Jamie Logie Fringe House: Rescripting Placeless Design in the Foothills of Waitākere

Finalist
Credits
  • Tauira / Student
    Jamie Logie
  • Kaiako / Lecturers
    Hamish Foote, Jeanette Budgett
  • School
    Unitec School of Architecture
Description:

The latest commercial development in Titirangi—the gateway village at the foothills of the Waitākere Ranges—seems incongruous with its forestscape. This new building's scale, materiality and mass emerge as something alien and detrimental to the village's culture and cherished urban imagination. This project stems from the suspicion that feelings of dis-belonging, and identity loss coincide with alien architecture and globalisation.

Indeed, the necessity for construction coincides with Aotearoa's population growth—this work does not resist this demand. However, it aspires to dismantle preconceptions of sprawl, suggesting that it can manifest without withering people's tacit understanding of their homescape. As the Waitākere Ranges are the geographic spine of Tāmaki Makaurau, the landscape's value manifests in the sentiment people share with its unscathed wilderness—forged through years of ancestral lineage. This project, therefore, offers an imaginative rescripting of a commercial building—what if this structure was designed through a place-privileging lens?

The rescripted building consolidates a therapeutic complex—'Fringe House'. The titular 'Fringe' is positioned firstly through Titirangi's translation—'Fringe of Heaven'—and secondly through its peripheral occupation at the city's edge. The complex is triadic: 'The Terrace'—a meeting place and kitchen; 'The Cabins'—therapy spaces; and lastly, 'The Makerspace'. These typologies leverage Titirangi's natural landscape, bohemian community and art culture—set to amplify architecture's kinship to place. Modernism is deep-rooted in Titirangi's vernacular history. Its modernist buildings are highly valued due to their sincere reconciliation with Waitākere's panoramic sights and dense bush. Their lightness and transparency blur a sense of inside-ness/outside-ness.
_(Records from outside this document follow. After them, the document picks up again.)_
PR #295, opened 2021-04-13
robot footprint model access specifiers loosened

rayvburn:
I propose minor changes in `robot_footprint_model` to allow more extension possibilities (for e.g. planners which use similar environment representation).

- `BaseRobotFootprint` class
    - `getInscribedRadius` was a non-const method even though none of the members are changed in any of derived classes
- `TwoCirclesRobotFootprint` class
    - `front_offset`, `front_radius`, `rear_offset`, `rear_radius` are marked as private which kinda blocks extension possibilities
- `LineRobotFootprint` class
    - `transformToWorld` method was private, similarly, `line_start` and `line_end`

### DIFF
--- a/include/teb_local_planner/robot_footprint_model.h
+++ b/include/teb_local_planner/robot_footprint_model.h
@@ -107,7 +107,7 @@ public:
    * @brief Compute the inscribed radius of the footprint model
    * @return inscribed radius
    */
-  virtual double getInscribedRadius() = 0;
+  virtual double getInscribedRadius() const = 0;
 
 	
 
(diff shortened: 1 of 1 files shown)


amakarow:
Thank you, looks good, but kinetic is outdated. Do you really need this in kinetic? We would prefer to merge into melodic/noetic.

rayvburn:
Sure that Kinetic is pretty old but e.g. PAL's software for [`TiAGo robot`](https://pal-robotics.com/robots/tiago/) seems to work best with that distro. Having that in Kinetic would be very helpful!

'The Terrace' is transparent, framing fleeting views to the Manukau Harbour from Titirangi's streetscape. The structure is set back from the footpath—to foreground native bush and align with the neighbouring heritage building, Lopdell House. Columns and downpipes are forest-like, coming in and out of alignment with surrounding trees. ‘The Terrace’ interplays between outside and in, blurring building/forest, column/tree, roof/canopy. A series of glass pavilions make up the building—touching the ground lightly and stepping with the sloped site. Each roof module is canopy-like, bowed to capture rainwater with copper gutters. This metal will develop a green patina—a gesture to neighbouring Te Uru Gallery and celebration of Titirangi’s wet climate. Downpipes funnel rainwater to detention-aqueducts following the lower path. Water is part of the occupational experience.

Positioned adjacent to the temporal art market, 'The Makerspace' channels the public through an ascending stairwell. The first point of connection is the adornment of the exterior walls: a terracotta tile designed to match that which exists in the building's background. Lopdell House's roof tiles are repatterned here, the structure's body related and tethered to its context.

'The Cabins' are bunkered down the sloped site. A promenade sinks into the forest, the path weaving between Kauri and Tōtara. Dense bush veils the cabins. Wet soil and manuka draw an aroma of calm. Upon arrival, a large overhang cantilevered above the path suggests entry.